# buying an ipad here? or back home?



## meb01999 (Mar 13, 2011)

if i buy an ipad from the US and ship it here - will i encounter any problems with service? i can buy it, ship it, and pay customs for less than buying it here in egypt. BUT - i don't want to end up only being able to access half the fun if i need something "unlocked" or whatnot.

any ideas? tips?


----------



## Whitedesert (Oct 9, 2011)

If you really want this toy, ship it from the US, and provided it is not damaged on arrival, and irrespective of the price difference you will get nothing less or more by buying it here.


----------



## hhaddad (Apr 14, 2010)

Whitedesert said:


> If you really want this toy, ship it from the US, and provided it is not damaged on arrival, and irrespective of the price difference you will get nothing less or more by buying it here.
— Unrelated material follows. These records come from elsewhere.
PR #5877, opened 2022-07-04
eyre, http-api: add support for noun-based channels

Fang-:
Consider this my Resolution for JSON Independence.

For a long time now, Eyre's channels have communicated over JSON. This has had some unfortunate side-effects. Primarily, to support access over HTTP, userspace developers had to implement Arvo-side JSON conversions for all their relevant marks. This then obscured the relationship between agents and their frontends, and muddied the developer experience there in general.

The contents of this PR have been tested and proven to work, but there are unresolved dev UX and package management questions, primarily on the javascript side. Not to mention, this is based on my new-webterm branch, because webterm felt like the most practical test case for me. Hence: draft PR.

---

There are three parts of work inside:
- 20573ad updates eyre to support multiple channel "modes": `%json` and `%jam`. The latter sends and received `@uw`-encoded jammed nouns in all places where we currently use json.
- 01b00f6 changes the http-api package to use `%jam`-mode channels instead of `%json` ones. This has implications for its outward-facing interface, most notably the handling of subscription updates.
- c0b530c updates nu-webterm to be compatible with the changed http-api, as a proof of concept and indicator of what frontend codebases will need to change/add to use noun-based channels.

As mentioned, there's open questions and concerns for all of these. Let's walk through the current approach and see what is yet unresolved.

### eyre

Eyre now supports multiple channel "modes". The SSE framing is identical between the different modes, but the format of both the SSE events and client-sent requests changes depending on the mode. `%json` mode behaves as expected, unchanged. In `%jam` mode, the format is `@uw`-encoded jammed nouns. For example, the noun `[%poke-ack ~]` becomes the bytestring `0w2RIr.2mIHm.TK7U1`.

For accessing the `%json` mode, the existing channel endpoint (`/~/channel/[etc]`) can be used. To use `%jam` mode instead, access the channel under `/~/channel-jam/[etc]` instead. When a channel is opened, the "selected" mode is associated with it permanently.

Remaining questions/work:
- [ ] That endpoint path is aesthetically bankrupt. We could use the file extension to indicate the mode, but this doesn't _quite_ vibe with the usual URI semantics.
- [ ] That endpoint isn't even implemented as a separate endpoint, instead it resolves back to `/~/channel` during binding lookup, and determines the mode from the original URL later on. This should change in accordance with the answer to the path question above.
- [ ] Connecting to the same channel across multiple modes is currently allowed. But it's untested, and unclear whether this is desirable or not. PUT requests are only supported in the channel's "original" mode. Whatever we end up doing, these two should be consistent. Leaning towards disallowing multi-mode-ing.

### http-api

This PR contains a version of http-api that has been switched over to use noun-based channels exclusively. To handle nouns, we have revived @frodwith's nockjs project. (It's hard-copied in right now, I'll make a package & repo for it under @urbit soon.) To parse and render the `@uw`s, we have extended aura-js.

The http-api interface changes slightly.  
We now give nouns instead of javascript objects for subscription `%fact`s, as well as tang nouns instead of error strings in the poke-nack and watch-nack cases. `quit()` on longer gets called with any arguments, there was no data there anyway (right?).  
Subscriptions now take path nouns* instead of strings, and pokes must be specified as nouns* instead of javascript objects.

\* Notably, to avoid having to expose/use noun construction logic to clients of http-api, we also accept primitive javascript data in place of proper nockjs `Noun`s. We wrap these arguments in a `nockjs.dwim()` call, converting them to nouns in the way you would expect.  
We may still want to expose noun construction helpers, but aside from `@p` string->number conversion I haven't felt too serious a need.

To help clients deal with the nouns they receive over subscriptions, nockjs has been extended with [`enjs` helpers](https://github.com/urbit/urbit/blob/01b00f6c615e3ce563263e07e112e0841692b691/pkg/npm/http-api/src/nockjs/noun.js#L354-L458) that bear some passing resemblance to the ones from zuse we all know ~~and love~~. Some of them parse primitives, others convert lists or sets into javascript arrays, convert tuples into objects, or try any number of parsers in sequence. If they fail to match, they crash.

Remaining questions/work:

- [ ] Main question: do we want to fully deprecate JSON-based channels at some point? I certainly do! But I'm gonna need some buy-in (and nock/noun libraries in more languages).
  - Update the major version, and keep supporting the old one for a little while.
  - Release a separate http-api-nouns package, maintain the two side by side.
  - Support both modes within the same package.
- [ ] In addition to having its `Noun`s api touched up a bit, nockjs should clearly in its own package. But thinking one step further: if it's going to ship with noun<->object conversions, shouldn't it also ship with aura de/serialization? Certainly if you use http-api you're going to want to deal with nockjs.  
      It feels like there's strong relations between these three libraries. How should this be dealt with? Do they get merged, or just re-expose each other's utilities, or expect the developer to figure it out? Notable danger: a `Noun` constructed in http-api doesn't `instanceof` correctly with the `Noun` a client application independently imports.  
      (http-api already re-exposes nockjs's `enjs` stuff, but that's mostly incidental, I wanted to get up-and-running quickly.)
- [ ] Additionally, nockjs uses a different bignum library than aura-js: [`jsbn`](https://www.npmjs.com/package/jsbn) and [`big-integer`](https://www.npmjs.com/package/big-integer) respectively. Apparently `BigInt` exists natively now, and the latter uses that when available. Is native better? Should nockjs be modified to use that? Regardless, these two (and all our other libraries) should probably be consistent, and/or not strictly require their own bignum objects as input.
- [ ] None of the nouns stuff is typed right now. Unclear to me if the noun->object conversions can be made to be typed, especially where we're constructing objects based on the supplied string arguments.
- [ ] Should clients be able to bind per-mark conversion functions _when they subscribe_, so that they don't have to manually check the mark & convert as appropriate?
- [ ] We still use `.json` for scrying. Should probably change that over to `.jam` while we're at it.
- [ ] We may want to pre-render tangs in all the nack cases, or at least provide a utility for rendering tanks.

### webterm

The work here, as expected & desired, isn't actually all that interesting. It's just the diff of moving the conversion logic from the marks into the frontend.

---

cc @arthyn @liam-fitzgerald I'm gonna need some guidance on the http-api questions here. Probably worth meeting up to discuss this soon.

### DIFF
--- a/pkg/arvo/sys/lull.hoon
+++ b/pkg/arvo/sys/lull.hoon
@@ -1292,7 +1292,8 @@
   ::    events since then.
   ::
   +$  channel
-    $:  ::  channel-state: expiration time or the duct currently listening
+    $:  mode=?(%json %jam)
+        ::  channel-state: expiration time or the duct currently listening
         ::
         ::    For each channel, there is at most one open EventSource
         ::    connection. A 400 is issues on duplicate attempts to connect to the
--- a/pkg/arvo/sys/vane/eyre.hoon
+++ b/pkg/arvo/sys/vane/eyre.hoon
@@ -67,10 +67,8 @@
 ::  more structures
 ::
 |%
-++  axle
-  $:  ::  date: date at which http-server's state was updated to this data structure
-      ::
-      date=%~2020.10.18
++$  axle
+  $:  %1
       ::  server-state: state of inbound requests
       ::
       =server-state
@@ -119,9 +117,12 @@
   $%  ::  %ack: acknowledges that the client has received events up to :id
       ::
       [%ack event-id=@ud]
-      ::  %poke: pokes an application, translating :json to :mark.
+      ::  %poke: pokes an application, validating :noun against :mark
       ::
-      [%poke request-id=@ud ship=@p app=term mark=@tas =json]
+      [%poke request-id=@ud ship=@p app=term mark=@tas =noun]
+      ::  %poke-json: pokes an application, translating :json to :mark
+      ::
+      [%poke-json request-id=@ud ship=@p app=term mark=@tas =json]
       ::  %watch: subscribes to an application path
       ::
       [%subscribe request-id=@ud ship=@p app=term =path]
@@ -200,11 +201,32 @@
   (sub u.sus ack)
 ::  +parse-channel-request: parses a list of channel-requests
 ::
+++  parse-channel-request
+  |=  [mode=?(%json %jam) body=octs]
+  ^-  (each (list channel-request) @t)
+  ?-  mode
+      %json
+    ?~  maybe-json=(de-json:html q.body)
+      |+'put body not json'
+    ?~  maybe-requests=(parse-channel-request-json u.maybe-json)
+      |+'invalid channel json'
+    &+u.maybe-requests
+  ::
+      %jam
+    ?~  maybe-noun=(bind (slaw %uw q.body) cue)
+      |+'invalid request format'
+    ?~  maybe-reqs=((soft (list channel-request)) u.maybe-noun)
+      ~&  [%miss u.maybe-noun]
+      |+'invalid request data'
+    &+u.maybe-reqs
+  ==
+::  +parse-channel-request-json: parses a json list of channel-requests
+::
 ::    Parses a json array into a list of +channel-request. If any of the items
 ::    in the list fail to parse, the entire thing fails so we can 400 properly
 ::    to the client.
 ::
-++  parse-channel-request
+++  parse-channel-request-json
   |=  request-list=json
   ^-  (unit (list channel-request))
   ::  parse top
@@ -220,7 +242,9 @@
   ?:  =('ack' u.maybe-key)
     ((pe %ack (ot event-id+ni ~)) item)
   ?:  =('poke' u.maybe-key)
-    ((pe %poke (ot id+ni ship+(su fed:ag) app+so mark+(su sym) json+some ~)) item)
+    %.  item
+    %+  pe  %poke-json
+    (ot id+ni ship+(su fed:ag) app+so mark+(su sym) json+some ~)
   ?:  =('subscribe' u.maybe-key)
     %.  item
     %+  pe  %subscribe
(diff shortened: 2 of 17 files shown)


matildepark:
Sure, seems cool

zalberico:
@Fang- does this require your webterm work as a prerequisite? 

Reading through this and trying to understand it, it sounds like the overall goal is to be able to move away from JSON  for eyre channels by supporting using urbit native nouns/jam files alongside JSON (with an eye toward eventually dropping JSON support down the line)?

The argument being that this would make it easier to develop userspace applications because devs wouldn't have to "implement Arvo-side JSON conversions for all their relevant marks"?

Keeping this one open since the directional goal of having things be urbit native where it makes sense seems like a correct one to me, but realistically I suspect it'll be a while before we get to this.

Fang-:
> the overall goal is to be able to move away from JSON for eyre channels by supporting using urbit native nouns/jam files alongside JSON (with an eye toward eventually dropping JSON support down the line)?

That is correct. Dropping JSON fully will be much, much further down the line though.

> this would make it easier to develop userspace applications because devs wouldn't have to "implement Arvo-side JSON conversions for all their relevant marks"?

Both this, and a more cohesive developer experience in general: you will be able to work with the exact same data structures on both the back- and frontend, removing confusion around conversions & formats entirely. This also pushes clients to be "more urbit-y": speaking nouns is guaranteed to be useful forever.

> realistically I suspect it'll be a while before we get to this.

You can't stop me! (;

polwex:
What's missing to get this merged? Happy to help in any capacity.

Fang-:
A couple tricky things, but not _that_ much I don't think? I have some written-but-not-yet-tested improvements to the Eyre side of this. I also tried updating the nockjs bignum library to match aura-js's some time ago, but had trouble with that. Don't think that's a hard requirement, but it might catch library users off-guard.

Other than that, mostly cleanup on the js side? Typescript typing would be great if we can get it. The changes here will need to be ported over to the appropriate repo, we'll need to figure out a release strategy for the noun-based http-api, and yes some of the stuff under "remaining questions/work" in the opening post might be nice to get but also shouldn't be hard-blocking, we can always do updated releases later.

polwex:
How can I help? If you get the repo transition done I'm happy to contribute there.

Fang-:
Depends on what you're good at & want to do! Some suggestions:

If you want a fun challenge, moving nockjs over to use `big-integer` (in place of `jsbn`) might be a good project. Having its bignums be consistent with our other libraries would help a lot with integration.  
Alternatively, it would be cool to try and see if the `enjs` stuff from `http-api/src/nockjs/noun.js` could be made to be Typescript-typed. Maybe it's too dynamic? But I don't actually know. Having it deduce output types properly would be very helpful for all our other Typescript code.

Should be fine to work on top of this branch for now, regardless of repo transitions. We can always cherry-pick/migrate the work later if need be.

jalehman:
Closing in favor of #6396

PR #5880, opened 2022-07-05
vere: build: add ability to create compdb (for Clangd etc.)

midlyx-hatrys:
Running "make compile_commands.json" after configuring does the
needful.

### DIFF
--- a/pkg/urbit/.gitignore
+++ b/pkg/urbit/.gitignore
@@ -3,3 +3,8 @@
 /include/config.h
 /include/ca-bundle.h
 /include/ivory.h
+
+# indexing
+/.cache/
+compile_commands.json
+tags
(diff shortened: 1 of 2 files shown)


midlyx-hatrys:
@joemfb

joemfb (approved):
LGTM

I hadn't seen compdb before this. Are you using this with rtags?

midlyx-hatrys:
> I hadn't seen compdb before this. Are you using this with rtags?

With Clangd.

A quick TL;DR on the C-family indexer landscape:
- The new sort-of-language-agnostic "IDE as a service" hotness is the Language Server Protocol, a.k.a. LSP.  There are LSP clients for all editors and IDEs that are in any way programmable.  Likewise there are LSP servers for most languages, even Hoon.
- All proper C-family indexers are based on an actual compiler front-end (Clang) and take a "compdb" (`compile_commands.json`) as input so that the indexer knows all the actual build flags and stuff and can do its job without guesswork (i.e. ctags it ain't). 
- Rtags is quite nice, but is kept on life support, is a bother to set up, and does not speak LSP.
- The only two maintained C-family LSP servers I'm aware of are Clangd and CCLS.  Basically everybody should just to use Clangd, as it is an official Clang/LLVM tool and is developed kinda more actively than Clang itself these days.

PR #5882, opened 2022-07-07
u3: road stack guard page optimization

joemfb:
The PR builds on the road stack overflow guard page introduced in #5881.

- b630490573 prevents us from faulting twice in a row on the guard page
- 350406c9e1 makes the allocator fallback to cell-at-a-time allocation when there's not enough space for 4k cells
- f0fa528f3b removes/disables overflow checks (now handled by the guard page)
- 9d5b24362e makes `mprotect()` failure always fatal


mcevoypeter (commented):
LGTM. My only two points of feedback were to address the todos you'd left--adding a macro to control the guard page and returning 0 when the guard page cannot be protected--but I just pushed commits that make those changes, which seemed easier than asking you to do it.

joemfb:
@mcevoypeter thanks, this is much better than TODO comments.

Buy it here from the apple store its not locked and the same specs as abroad and if you have a problem it's guarantee is O.K.


----------



## meb01999 (Mar 13, 2011)

hhaddad said:


> Buy it here from the apple store its not locked and the same specs as abroad and if you have a problem it's guarantee is O.K.


Where is the Apple Store here? Had no idea there was one...

oh - and which carrier should i use with it? it uses a micro-sim correct? do they have those with all of the "big 3" carriers here?


----------



## hhaddad (Apr 14, 2010)

meb01999 said:


> Where is the Apple Store here? Had no idea there was one...
> 
> oh - and which carrier should i use with it? it uses a micro-sim correct? do they have those with all of the "big 3" carriers here?


You'll find all you want and all your questions answered at 
I SHOP 
3 Ibn El Nabih St.
Landmark: Behind Om Kolthom Tower
Zamalek, Cairo
Tel: 02-27356036, 0111-0500998, 02-27365941 
Fax: 02-37613128 

iSHOP is part of I.O. Electronics, Reseller & Service Provider of Apple products. We offer a fantastic destination for shoppers to try out Apple's innovative products.iSHOP Egypt Store : iSHOP Egypt Store

Found on http://www.yellowpages.com.eg/search/


----------



## iCaesar (Aug 21, 2011)

You WILL need an unlocked one if you are gonna get it from overseas


----------